The primary purpose of the third funded project; An Open-Source Project for Accessible LaTeX-based Authoring and Presentation of Mathematical Documents (ALAP) is to develop an open-source software system, called ALAP. This integrated accessible LaTeX-based authoring and presentation software will provide advanced math-to-speech capabilities and a foundation for math-to-Braille to persons with vision impairments (PVIs).
Many documents contain mathematical notations that are generally not accessible to the blind and low vision person. There are no commonly-available and standard ways of accessible math authoring and presentation. Although several technologies have been proposed for accessible math, none of them are available in an integrated open-source software system. Popular text-to-speech software like JAWS and NVDA are incapable of reading math notations in documents.
Among the scientific community, LaTeX is the most popular authoring system for scientific and technical documents. LaTeX source files are usually converted to the PDF for presentation. However, PDF documents are not fully accessible; their math content cannot be read by PVIs. Currently, no robust, integrated, and open-source (freely-available) software offers capabilities supporting accessible authoring, editing, sharing, and presentation. ALAP will provide math-to-speech synthesis for accurate audible rendering of mathematical content in documents, ease of use for persons with vision impairments (PVIs) with robust editing and navigation control for authoring and presentation of documents containing mathematical content and reliance on free and open-source technologies.

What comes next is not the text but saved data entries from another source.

PR #37, opened 2019-01-29
Update the binary nat  examples and prove more induction principles for equivalences and isomorphisms

mortberg:
The `propDoubleℕ` lemma does not typecheck as fast as I'm expecting and I'm hoping that some Agda expert can help me

### DIFF
--- a/Cubical/Basics/BinNat.agda
+++ b/Cubical/Basics/BinNat.agda
@@ -80,7 +80,7 @@ oddℕ : ℕ → Bool
 oddℕ = transp (λ i → ℕ≡binnat (~ i) → Bool) i0 oddbinnat
 
 module _ where
-  -- Define what it means to be an interface for naturals
+  -- Define what it means to be an interface for natural numbers
   record impl (A : Set) : Set where
     field
       z : A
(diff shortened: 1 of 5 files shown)


Cubical/Basics/BinNat.agda
```diff
@@ -174,165 +44,330 @@ posInd {P} h1 hs ps = f ps
...
+  -- propDoubleℕ : propDouble Doubleℕ
+  -- propDoubleℕ = refl
 
   -- With binary numbers it is instant
-  propBin : propDouble DoubleBinN
-  propBin = refl
+  propDoubleBinℕ : propDouble DoubleBinℕ
+  propDoubleBinℕ = refl
+
+  -- Why is this not typechecking fast?
```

The primary beneficiaries of this project will be PVIs in general and educational/business organizations that deal with such mathematical content.
The fourth funded project Design and Development of an RF Coverage Optimization System using Spatio-Temporal Mobile User Densities and Autonomic Network Management Approach aims to provide spatio-temporal user information for network performance evaluation to wireless mobile communication network operators. This should be a matter of great interest to operators as a spatio-temporal signal quality database would not only indicate the trends of the user population in certain area at certain time but also provide them far more reliable coverage information than what is achieved through their current drive tests.
The project intends to indigenously develop a cost effective solution comprising a set of SW applications running on different location-aware mobile handsets and another one running on a centralized RF coverage optimization server collecting all of that data and performing authentication, data validation, data analysis functions and creating necessary reports and determining the state of key performance indices and recommending actions, if any, that might be necessary without having any dependence on the existing network operator infrastructure thus being termed as autonomous network management and RF coverage optimization.